The documentary A Couple of Years, featured in the Open Horizons section, offers an intimate perspective on the odyssey that, in the 1960s, led Greek workers to Germany in search of a better life, as seen through two generations of immigrants. With an opening sequence of archival footage, director Lydia Konsta tells the story of some of the 600,000 Greeks, known as Gastarbeiters, who initially planned to spend just the “couple of years” referenced in the film’s title working tirelessly before returning home to secure a stable future without financial hardship. However, reality took a different turn, and those two years stretched into an entire lifetime, with many only returning to Greece at the end of their working lives. The descendants of that first wave of immigrants still navigate between two cultures—their heritage and the country where they studied, built their adult lives, and call home.
Through Teo, Aglaia, and Vasso—who in turn introduce us to their parents—we gain firsthand, personal insight into what it meant, and still means, to grow up marked by a sense of estrangement, the pressure to preserve their roots, and the ease with which they embraced a way of life that was the first they ever knew. Both cultures interact within them, and in Teo’s case, we see that they are not a duality or a contrast, but rather a fusion—an added layer of identity that blends with other influences shaping his personality, without exclusion or conflict. Thinking in one language or the other interchangeably, living a reality where no choice has to be made, is the miracle of interculturality. However, this can sometimes clash with previous generations, who demand loyalty and permanence, seeking to uphold traditions or maintain physical ties to a homeland through the choice of where to live.
The different testimonies of the three protagonists offer distinct perspectives, shaped by their experiences and how they interpret them, despite sharing a common foundation. Vasso is torn between two countries, always longing for the one she is not in; Aglaia returns to Greece and her family environment; while Teo considers himself a citizen of the world.
In the Newcomers Competition section, Thanassis Vassiliou’s first feature film, written with Christos Chryssopoulos, entitled Lo (a Greek dialect expression for asking for silence), was highlighted.

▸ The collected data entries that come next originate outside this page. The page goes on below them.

PR #727, opened 2023-02-18
fix: type predicates getting expanded to js_word and then Interface

awareness481:
**Description:**

The issue here is that `Object` and `Function` in type predicates were normalized to js_word and then converted to type `Interface`

```ts
declare function isObject(x: any): x is Object // -> x converted to Interface
declare function isFunction(x: any): x is Function // -> converted to Interface
```

That's why I added a `self.ctx.is_type_predicate`. I'm still not confident that my change is good enough or correct, but the following code seems to have no issues

```ts
declare function isTypeofObject(x: any): x is typeof Object;
declare function isUnionFunction(x: any): x is Function | number;
```


crates/stc_ts_file_analyzer/src/analyzer/scope/mod.rs
```diff
@@ -1151,8 +1151,10 @@ impl Analyzer<'_, '_> {
             }
         }
 
-        if let Ok(ty) = self.env.get_global_type(DUMMY_SP, name.sym()) {
-            return Ok(Some(ItemRef::Owned(vec![ty].into_iter())));
+        if !self.ctx.is_type_predicate {
+            if let Ok(ty) = self.env.get_global_type(DUMMY_SP, name.sym()) {
```
awareness481, line 1155: As far as I can tell this is the function that converts the type predicates to interfaces so thats why I added the if check here

crates/stc_ts_file_analyzer/src/analyzer/expr/call_new.rs
```diff
@@ -3290,9 +3293,27 @@ impl Analyzer<'_, '_> {
...
+                    Type::Keyword(KeywordType {
+                        kind: TsKeywordTypeKind::TsAnyKeyword,
+                        ..
+                    }) => {
+                        if new_ty.is_fn_type() {
+                            return Ok(orig_ty.into_owned());
+                        }
+
+                        return Ok(new_ty.into_owned());
+                    }
```
awareness481, line 3316: This logic is based on this comment [// 'any' is narrowed to types other than 'Function'/'Object' (including {})](https://github.com/microsoft/TypeScript/blob/d87d0adcd30ac285393bf3bfbbb4d94d50c4f3c9/tests/baselines/reference/narrowFromAnyWithTypePredicate.errors.txt#L29)

awareness481, line 3316: This logic is based on this comment [// 'any' is narrowed to types other than 'Function'/'Object' (including {})](https://github.com/microsoft/TypeScript/blob/d87d0adcd30ac285393bf3bfbbb4d94d50c4f3c9/tests/baselines/reference/narrowFromAnyWithTypePredicate.errors.txt#L29)

crates/stc_ts_file_analyzer/src/analyzer/expr/call_new.rs
```diff
@@ -3227,6 +3227,8 @@ impl Analyzer<'_, '_> {
         }
 
         if let Type::Predicate(p) = ret_ty.normalize() {
+            self.ctx.is_type_predicate = true;
```
kdy1, line 3230: Can we use `with_ctx` instead?

kdy1 (changes requested):
Thank you! I think we need to reset the `ctx`.

crates/stc_ts_file_analyzer/src/analyzer/expr/call_new.rs
awareness481: That makes `pass_only_tests__pass_only__conformance__types__conditional__conditionalTypes2__3_ts
` fail with

(it fails on a function with a type predicate)

```rs
context: tried to validate an argument (at crates/stc_ts_file_analyzer/src/analyzer/expr/call_new.rs:3206:25)
  │ context:
  │ lhs = instanceof  (object | Function);
  │ rhs = T#14#0 extends Function#0 ? T : never;
  │ lhs (normalized) = (object | Function#0);
  │ rhs (normalized) = T#14#0 extends Function#0 ? T : never; (at crates/stc_ts_file_analyzer/src/analyzer/assign/mod.rs:587:73)
  │ context: tried to assign the true type of a conditional type to lhs (at crates/stc_ts_file_analyzer/src/analyzer/assign/mod.rs:1089:22)
  │ context:
  │ lhs = (object | Function#0);
  │ rhs = T#14#0;
  │ lhs (normalized) = (object | Function#0);
  │ rhs (normalized) = T#14#0; (at crates/stc_ts_file_analyzer/src/analyzer/assign/mod.rs:587:73)
  │ context: tried to assign a type to a union type (at crates/stc_ts_file_analyzer/src/analyzer/assign/mod.rs:1985:67)
  │ WrongArgType {
  │     span: Span {
  │         lo: BytePos(
  │             1089,
  │         ),
  │         hi: BytePos(
  │             1094,
  │         ),
  │         ctxt: #14,
  │     },
  │     inner: Errors {
  │         span: Span {
  │             lo: BytePos(
  │                 1089,
  │             ),
  │             hi: BytePos(
  │                 1094,
  │             ),
  │             ctxt: #14,
  │         },
  │         errors: [
  │             context: tried to assign a type to a union (at crates/stc_ts_file_analyzer/src/analyzer/assign/mod.rs:1951:26)
  │             context:
  │             lhs = object;
  │             rhs = T#14#0;
  │             lhs (normalized) = object;
  │             rhs (normalized) = T#14#0; (at crates/stc_ts_file_analyzer/src/analyzer/assign/mod.rs:587:73)
  │             context: LHS (final): object;
  │             RHS (final): T#14#0; (at crates/stc_ts_file_analyzer/src/analyzer/assign/mod.rs:1694:25)
  │             AssignFailed {
  │                 span: Span {
  │                     lo: BytePos(
  │                         1089,
  │                     ),
  │                     hi: BytePos(
  │                         1094,
  │                     ),
  │                     ctxt: #14,
  │                 },
  │                 cause: [],
  │             },
  │             context: tried to assign a type to a union (at crates/stc_ts_file_analyzer/src/analyzer/assign/mod.rs:1951:26)
  │             context:
  │             lhs = Function#0;
  │             Member as {
  │                 apply(this: Function, thisArg: any, argArray?: any): any;
  │                 call(this: Function, thisArg: any, ...argArray: any[]): any;
  │                 bind(this: Function, thisArg: any, ...argArray: any[]): any;
  │                 toString(): string;
  │                 prototype: any;
  │                 readonly length: number;
  │                 arguments: any;
  │                 caller: Function;
  │             };
  │             rhs = T#14#0;
  │             lhs (normalized) = Function#0;
  │             Member as {
  │                 apply(this: Function, thisArg: any, argArray?: any): any;
  │                 call(this: Function, thisArg: any, ...argArray: any[]): any;
  │                 bind(this: Function, thisArg: any, ...argArray: any[]): any;
  │                 toString(): string;
  │                 prototype: any;
  │                 readonly length: number;
  │                 arguments: any;
  │                 caller: Function;
  │             };
  │             rhs (normalized) = T#14#0; (at crates/stc_ts_file_analyzer/src/analyzer/assign/mod.rs:587:73)
  │             context: LHS (final): Function#0;
  │             Member as {
  │                 apply(this: Function, thisArg: any, argArray?: any): any;
  │                 call(this: Function, thisArg: any, ...argArray: any[]): any;
  │                 bind(this: Function, thisArg: any, ...argArray: any[]): any;
  │                 toString(): string;
  │                 prototype: any;
  │                 readonly length: number;
  │                 arguments: any;
  │                 caller: Function;
  │             };
  │             RHS (final): T#14#0; (at crates/stc_ts_file_analyzer/src/analyzer/assign/mod.rs:1694:25)
  │             AssignFailed {
  │                 span: Span {
  │                     lo: BytePos(
  │                         1089,
  │                     ),
  │                     hi: BytePos(
  │                         1094,
  │                     ),
  │                     ctxt: #14,
  │                 },
  │                 cause: [],
  │             },
  │         ],
  │     },
  │ }
    ╭─[./a.ts:46:1]
 46 │     if (isFunction(value)) {
 47 │         toString1(value);
    ·                   ─────
 48 │         toString2(value);
    ╰────
TS2345

  × context: tried to validate an argument (at crates/stc_ts_file_analyzer/src/analyzer/expr/call_new.rs:3206:25)
  │ context:
  │ lhs = instanceof  Function;
  │ rhs = T#14#0 extends Function#0 ? T : never;
  │ lhs (normalized) = Function#0;
  │ Member as {
  │     apply(this: Function, thisArg: any, argArray?: any): any;
  │     call(this: Function, thisArg: any, ...argArray: any[]): any;
  │     bind(this: Function, thisArg: any, ...argArray: any[]): any;
  │     toString(): string;
  │     prototype: any;
  │     readonly length: number;
  │     arguments: any;
  │     caller: Function;
  │ };
  │ rhs (normalized) = T#14#0 extends Function#0 ? T : never; (at crates/stc_ts_file_analyzer/src/analyzer/assign/mod.rs:587:73)
  │ context: tried to assign the true type of a conditional type to lhs (at crates/stc_ts_file_analyzer/src/analyzer/assign/mod.rs:1089:22)
  │ context:
  │ lhs = Function#0;
  │ Member as {
  │     apply(this: Function, thisArg: any, argArray?: any): any;
  │     call(this: Function, thisArg: any, ...argArray: any[]): any;
  │     bind(this: Function, thisArg: any, ...argArray: any[]): any;
  │     toString(): string;
  │     prototype: any;
  │     readonly length: number;
  │     arguments: any;
  │     caller: Function;
  │ };
  │ rhs = T#14#0;
  │ lhs (normalized) = Function#0;
  │ Member as {
  │     apply(this: Function, thisArg: any, argArray?: any): any;
  │     call(this: Function, thisArg: any, ...argArray: any[]): any;
  │     bind(this: Function, thisArg: any, ...argArray: any[]): any;
  │     toString(): string;
  │     prototype: any;
  │     readonly length: number;
  │     arguments: any;
  │     caller: Function;
  │ };
  │ rhs (normalized) = T#14#0; (at crates/stc_ts_file_analyzer/src/analyzer/assign/mod.rs:587:73)
  │ context: LHS (final): Function#0;
  │ Member as {
  │     apply(this: Function, thisArg: any, argArray?: any): any;
  │     call(this: Function, thisArg: any, ...argArray: any[]): any;
  │     bind(this: Function, thisArg: any, ...argArray: any[]): any;
  │     toString(): string;
  │     prototype: any;
  │     readonly length: number;
  │     arguments: any;
  │     caller: Function;
  │ };
  │ RHS (final): T#14#0; (at crates/stc_ts_file_analyzer/src/analyzer/assign/mod.rs:1694:25)
  │ WrongArgType {
  │     span: Span {
  │         lo: BytePos(
  │             1115,
  │         ),
  │         hi: BytePos(
  │             1120,
  │         ),
  │         ctxt: #14,
  │     },
  │     inner: AssignFailed {
  │         span: Span {
  │             lo: BytePos(
  │                 1115,
  │             ),
  │             hi: BytePos(
  │                 1120,
  │             ),
  │             ctxt: #14,
  │         },
  │         cause: [],
  │     },
  │ }
    ╭─[./a.ts:47:1]
 47 │         toString1(value);
 48 │         toString2(value);
    ·                   ─────
 49 │     }
    ╰────
```
but I suppose that's because my solution isn't entirely correct? I can investigate more if we have to use `with_ctx`

kdy1: If so, I think it's one of

 - You didn't use `with_ctx` in some code. You have to wrap all operations on `self` with it.
 - It passes wrongly while it should not, because this change makes the Analyzer stateful.

Feel free to ignore it again.

kdy1: You should modify https://github.com/dudykr/stc/blob/e28c20fd9fc24940e47d7b8d319ce1847ba626c8/crates/stc_ts_file_analyzer/src/analyzer/expr/call_new.rs#L3240 and https://github.com/dudykr/stc/blob/e28c20fd9fc24940e47d7b8d319ce1847ba626c8/crates/stc_ts_file_analyzer/src/analyzer/expr/call_new.rs#L3250

If it still fails when you change both, it means the latter is the case.

awareness481: It worked by adding `with_ctx` on the second match arm. Im still not 100% sure my solution is good enough so please take that into account.

kdy1 (approved):
Thank you!

PR #728, opened 2023-02-18
fix(ts/analyzer): allow access interface in module

togami2864:
**Description:**
This PR allows to access interface type in the module, frequently used in jsx syntax.

**BREAKING CHANGE:**


kdy1 (approved):
Thank you!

This film also relates a personal experience linked to the recent history of Greece. In the film, we follow the director and narrator, who returns from France to Athens, two years after the death of his mother, to accept or reject a burdensome inheritance, dismantle the family home and confront his family ghosts. The empty apartment where he spent his childhood, still inhabited by his mother’s library, whose books are filled with handwritten notes and advice, provokes a torrent of feelings and inner conflicts, which ultimately turn out to be rooted in a collective drama, the Dictatorship of the Colonels that lasted from 1967 to 1974.
Lo, which participated in the Thessaloniki Pitching Forum 2023, AGORA Docs in Progress 2024, is also an attempt to unravel a mystery, the suspicion that the protagonist’s father belonged to the political police in the darkest years of contemporary Greek history. Starting from the discovery of A Man by Oriana Fallaci in the family library and tracing the story of the poet imprisoned and tortured for years, Alekos Panagoulis, Thanassis questions the figure of a father who in his childhood left him behind to form a new family, and with whom he has never achieved the desired closeness. The need to reveal the truth of a past shrouded in silence is now imperative for him and turns out to be the perfect moment to heal wounds and make internal peace with an unresolved filial conflict.